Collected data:
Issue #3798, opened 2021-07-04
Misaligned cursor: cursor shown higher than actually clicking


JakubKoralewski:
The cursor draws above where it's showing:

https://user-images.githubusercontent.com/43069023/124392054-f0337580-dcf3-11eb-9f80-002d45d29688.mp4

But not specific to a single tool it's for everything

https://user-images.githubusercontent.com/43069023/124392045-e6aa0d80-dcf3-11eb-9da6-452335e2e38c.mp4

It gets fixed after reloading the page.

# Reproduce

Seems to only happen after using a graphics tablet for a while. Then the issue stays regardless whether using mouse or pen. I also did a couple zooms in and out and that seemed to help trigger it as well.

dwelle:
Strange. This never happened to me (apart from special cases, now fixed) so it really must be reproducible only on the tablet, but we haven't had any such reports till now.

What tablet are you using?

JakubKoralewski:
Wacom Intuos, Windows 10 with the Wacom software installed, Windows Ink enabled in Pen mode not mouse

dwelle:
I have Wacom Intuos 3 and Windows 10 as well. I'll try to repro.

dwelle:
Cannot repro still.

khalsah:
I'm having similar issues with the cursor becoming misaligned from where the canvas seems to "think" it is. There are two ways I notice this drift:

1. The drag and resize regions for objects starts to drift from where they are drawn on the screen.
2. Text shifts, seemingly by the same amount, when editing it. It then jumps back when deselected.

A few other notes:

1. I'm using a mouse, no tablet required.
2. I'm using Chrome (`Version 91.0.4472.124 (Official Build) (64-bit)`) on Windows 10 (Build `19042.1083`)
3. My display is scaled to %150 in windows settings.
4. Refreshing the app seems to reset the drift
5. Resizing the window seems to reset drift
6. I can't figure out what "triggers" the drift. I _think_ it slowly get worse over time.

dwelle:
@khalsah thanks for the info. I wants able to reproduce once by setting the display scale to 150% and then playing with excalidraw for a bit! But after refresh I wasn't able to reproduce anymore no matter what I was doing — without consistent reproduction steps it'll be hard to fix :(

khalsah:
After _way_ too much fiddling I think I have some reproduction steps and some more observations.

* * *

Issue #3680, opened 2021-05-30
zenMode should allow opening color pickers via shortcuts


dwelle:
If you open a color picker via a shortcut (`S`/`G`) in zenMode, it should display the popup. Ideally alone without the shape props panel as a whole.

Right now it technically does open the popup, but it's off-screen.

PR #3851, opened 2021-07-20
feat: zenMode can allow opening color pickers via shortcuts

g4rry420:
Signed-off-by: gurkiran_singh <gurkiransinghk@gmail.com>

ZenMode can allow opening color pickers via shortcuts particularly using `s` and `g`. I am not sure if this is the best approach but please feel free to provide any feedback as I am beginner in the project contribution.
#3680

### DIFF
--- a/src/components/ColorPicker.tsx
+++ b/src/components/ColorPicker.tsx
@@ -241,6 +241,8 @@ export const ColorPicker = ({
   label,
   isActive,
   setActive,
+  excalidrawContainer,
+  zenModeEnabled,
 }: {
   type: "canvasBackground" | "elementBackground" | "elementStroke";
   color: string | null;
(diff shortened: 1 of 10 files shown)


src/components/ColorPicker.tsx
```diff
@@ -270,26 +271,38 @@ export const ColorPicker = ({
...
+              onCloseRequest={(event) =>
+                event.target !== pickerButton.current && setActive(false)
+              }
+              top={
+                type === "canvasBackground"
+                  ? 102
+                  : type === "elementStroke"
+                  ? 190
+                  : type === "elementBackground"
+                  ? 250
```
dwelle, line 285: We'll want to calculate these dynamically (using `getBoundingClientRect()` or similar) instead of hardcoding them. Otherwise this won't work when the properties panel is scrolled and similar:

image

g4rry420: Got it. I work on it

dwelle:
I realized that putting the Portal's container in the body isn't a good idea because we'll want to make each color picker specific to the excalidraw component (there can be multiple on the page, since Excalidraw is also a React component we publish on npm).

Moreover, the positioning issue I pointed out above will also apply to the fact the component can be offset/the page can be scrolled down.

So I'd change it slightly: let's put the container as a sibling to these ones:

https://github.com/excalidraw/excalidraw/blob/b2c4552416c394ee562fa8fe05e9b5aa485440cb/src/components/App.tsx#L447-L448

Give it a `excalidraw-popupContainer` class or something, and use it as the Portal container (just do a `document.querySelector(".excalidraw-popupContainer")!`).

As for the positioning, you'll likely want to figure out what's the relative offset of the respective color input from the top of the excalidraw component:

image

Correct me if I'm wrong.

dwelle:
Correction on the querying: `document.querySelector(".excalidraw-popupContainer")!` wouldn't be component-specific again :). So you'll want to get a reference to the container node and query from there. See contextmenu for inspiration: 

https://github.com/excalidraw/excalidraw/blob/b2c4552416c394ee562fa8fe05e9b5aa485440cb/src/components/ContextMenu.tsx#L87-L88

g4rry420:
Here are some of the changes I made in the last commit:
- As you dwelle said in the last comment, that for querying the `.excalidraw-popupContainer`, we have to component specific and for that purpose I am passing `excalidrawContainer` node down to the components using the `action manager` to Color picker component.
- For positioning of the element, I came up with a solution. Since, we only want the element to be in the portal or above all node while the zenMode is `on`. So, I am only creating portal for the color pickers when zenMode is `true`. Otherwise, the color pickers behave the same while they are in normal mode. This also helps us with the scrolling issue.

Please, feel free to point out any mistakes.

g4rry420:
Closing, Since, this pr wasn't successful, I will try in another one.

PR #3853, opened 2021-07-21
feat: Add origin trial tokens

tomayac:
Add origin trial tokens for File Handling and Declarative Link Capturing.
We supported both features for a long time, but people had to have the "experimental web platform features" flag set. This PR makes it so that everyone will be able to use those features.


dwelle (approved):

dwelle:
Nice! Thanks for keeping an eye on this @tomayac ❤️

# Exercise details:
A word-for-word copy of the lines above from the one with "1. I'm using a mouse, no tablet required." through the one with "After _way_ too", inclusive, is the only output wanted.

# Solution:
1. I'm using a mouse, no tablet required.
2. I'm using Chrome (`Version 91.0.4472.124 (Official Build) (64-bit)`) on Windows 10 (Build `19042.1083`)
3. My display is scaled to %150 in windows settings.
4. Refreshing the app seems to reset the drift
5. Resizing the window seems to reset drift
6. I can't figure out what "triggers" the drift. I _think_ it slowly get worse over time.

dwelle:
@khalsah thanks for the info. I wants able to reproduce once by setting the display scale to 150% and then playing with excalidraw for a bit! But after refresh I wasn't able to reproduce anymore no matter what I was doing — without consistent reproduction steps it'll be hard to fix :(

khalsah:
After _way_ too much fiddling I think I have some reproduction steps and some more observations.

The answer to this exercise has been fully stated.